WHAT THIS TASK INVOLVES —
The entries are to be returned exactly as written.
◇ ◇ ◇
PR #59, opened 2018-07-20
Log a warning when an unsupported asym algorithm is used with JceMasterKey

### LINKED ISSUE #56: Define constraints on JceMasterKey RSA wrapping algorithms
## Problem

`JceMasterKey` is very poorly constrained when using RSA master keys. [The current implementation][1] only verifies that the wrapping algorithm name starts with `"RSA/ECB/"`, leaving the padding algorithm open to whatever any given JCE provider makes available.

https://github.com/awslabs/aws-encryption-sdk-python/issues/56

Without providing some constraints around the permitted padding algorithms for RSA master keys, we cannot guarantee full compatibility between this and any other implementation.

## Proposed Solution

We should constrain the allowed padding algorithms to a whitelisted set. This does hold the risk of breaking existing usage if anyone is using an unusual padding algorithm not on this list.

### Allow

* `RSA/ECB/PKCS1Padding` - Required in the [JCE Implementation Requirements][2]
* `RSA/ECB/OAEPWithSHA-1AndMGF1Padding` - Required in the [JCE Implementation Requirements][2]
* `RSA/ECB/OAEPWithSHA-256AndMGF1Padding` - Required in the [JCE Implementation Requirements][2]
* `RSA/ECB/OAEPWithSHA-384AndMGF1Padding` - Secure and reasonably common.
* `RSA/ECB/OAEPWithSHA-512AndMGF1Padding` - Secure and already used by at least one AWS service.

### Consider for future

* `RSA/ECB/OAEPWithSHA-224AndMGF1Padding` - Better than `SHA1`, but based on consultation with algorithms team we should leave it off unless we receive requests for it.

## Alternate Solution

Alternately, we could simply document the above as officially supported padding algorithms and raise a warning if an unsupported padding algorithm is used. I like this less from a "keep the foot-guns locked away" perspective, but it is the safer option considering how long the existing implementation has been in the wild.

[1]: https://github.com/awslabs/aws-encryption-sdk-java/blob/master/src/main/java/com/amazonaws/encryptionsdk/jce/JceMasterKey.java#L98
[2]: https://docs.oracle.com/javase/8/docs/technotes/guides/security/StandardNames.html#impl

SalusaSecondus:
This is to fix #56 

I have manually verified that all existing tests pass as well as manual verification that a logged warning appears if and only if an unsupported algorithm is used with `JceMasterKey`.

### DIFF
--- a/src/main/java/com/amazonaws/encryptionsdk/jce/JceMasterKey.java
+++ b/src/main/java/com/amazonaws/encryptionsdk/jce/JceMasterKey.java
@@ -29,6 +29,8 @@ import java.util.Arrays;
 import java.util.Collection;
 import java.util.List;
 import java.util.Map;
+import java.util.logging.Logger;
+import java.util.regex.Pattern;
 
 import javax.crypto.Cipher;
 import javax.crypto.SecretKey;
@@ -49,6 +51,7 @@ import com.amazonaws.encryptionsdk.internal.EncryptionContextSerializer;
  * {@link #getInstance(PublicKey, PrivateKey, String, String, String)}.
  */
 public abstract class JceMasterKey extends MasterKey<JceMasterKey> {
+    private static final Logger LOGGER = Logger.getLogger(JceMasterKey.class.getName());
     private static final byte[] EMPTY_ARRAY = new byte[0];
 
     private final SecureRandom rnd = new SecureRandom();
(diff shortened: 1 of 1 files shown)


src/main/java/com/amazonaws/encryptionsdk/jce/JceMasterKey.java
```diff
@@ -234,12 +237,17 @@ public WrappingData(final Cipher cipher, final byte[] extraInfo) {
     }
 
     private static class Rsa extends JceMasterKey {
+        private static final Pattern SUPPORTED_TRANSFORMATIONS =
```
lizroth: It might be nice to have some kind of test coverage for this in general in the future to make sure we warn / don't warn as intended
◇ ◇ ◇
SOLUTION BELOW —
PR #59, opened 2018-07-20
Log a warning when an unsupported asym algorithm is used with JceMasterKey

### LINKED ISSUE #56: Define constraints on JceMasterKey RSA wrapping algorithms
## Problem

`JceMasterKey` is very poorly constrained when using RSA master keys. [The current implementation][1] only verifies that the wrapping algorithm name starts with `"RSA/ECB/"`, leaving the padding algorithm open to whatever any given JCE provider makes available.

https://github.com/awslabs/aws-encryption-sdk-python/issues/56

Without providing some constraints around the permitted padding algorithms for RSA master keys, we cannot guarantee full compatibility between this and any other implementation.

## Proposed Solution

We should constrain the allowed padding algorithms to a whitelisted set. This does hold the risk of breaking existing usage if anyone is using an unusual padding algorithm not on this list.

### Allow

* `RSA/ECB/PKCS1Padding` - Required in the [JCE Implementation Requirements][2]
* `RSA/ECB/OAEPWithSHA-1AndMGF1Padding` - Required in the [JCE Implementation Requirements][2]
* `RSA/ECB/OAEPWithSHA-256AndMGF1Padding` - Required in the [JCE Implementation Requirements][2]
* `RSA/ECB/OAEPWithSHA-384AndMGF1Padding` - Secure and reasonably common.
* `RSA/ECB/OAEPWithSHA-512AndMGF1Padding` - Secure and already used by at least one AWS service.

### Consider for future

* `RSA/ECB/OAEPWithSHA-224AndMGF1Padding` - Better than `SHA1`, but based on consultation with algorithms team we should leave it off unless we receive requests for it.

## Alternate Solution

Alternately, we could simply document the above as officially supported padding algorithms and raise a warning if an unsupported padding algorithm is used. I like this less from a "keep the foot-guns locked away" perspective, but it is the safer option considering how long the existing implementation has been in the wild.

[1]: https://github.com/awslabs/aws-encryption-sdk-java/blob/master/src/main/java/com/amazonaws/encryptionsdk/jce/JceMasterKey.java#L98
[2]: https://docs.oracle.com/javase/8/docs/technotes/guides/security/StandardNames.html#impl

SalusaSecondus:
This is to fix #56 

I have manually verified that all existing tests pass as well as manual verification that a logged warning appears if and only if an unsupported algorithm is used with `JceMasterKey`.

### DIFF
--- a/src/main/java/com/amazonaws/encryptionsdk/jce/JceMasterKey.java
+++ b/src/main/java/com/amazonaws/encryptionsdk/jce/JceMasterKey.java
@@ -29,6 +29,8 @@ import java.util.Arrays;
 import java.util.Collection;
 import java.util.List;
 import java.util.Map;
+import java.util.logging.Logger;
+import java.util.regex.Pattern;
 
 import javax.crypto.Cipher;
 import javax.crypto.SecretKey;
@@ -49,6 +51,7 @@ import com.amazonaws.encryptionsdk.internal.EncryptionContextSerializer;
  * {@link #getInstance(PublicKey, PrivateKey, String, String, String)}.
  */
 public abstract class JceMasterKey extends MasterKey<JceMasterKey> {
+    private static final Logger LOGGER = Logger.getLogger(JceMasterKey.class.getName());
     private static final byte[] EMPTY_ARRAY = new byte[0];
 
     private final SecureRandom rnd = new SecureRandom();
(diff shortened: 1 of 1 files shown)


src/main/java/com/amazonaws/encryptionsdk/jce/JceMasterKey.java
```diff
@@ -234,12 +237,17 @@ public WrappingData(final Cipher cipher, final byte[] extraInfo) {
     }
 
     private static class Rsa extends JceMasterKey {
+        private static final Pattern SUPPORTED_TRANSFORMATIONS =
```
lizroth: It might be nice to have some kind of test coverage for this in general in the future to make sure we warn / don't warn as intended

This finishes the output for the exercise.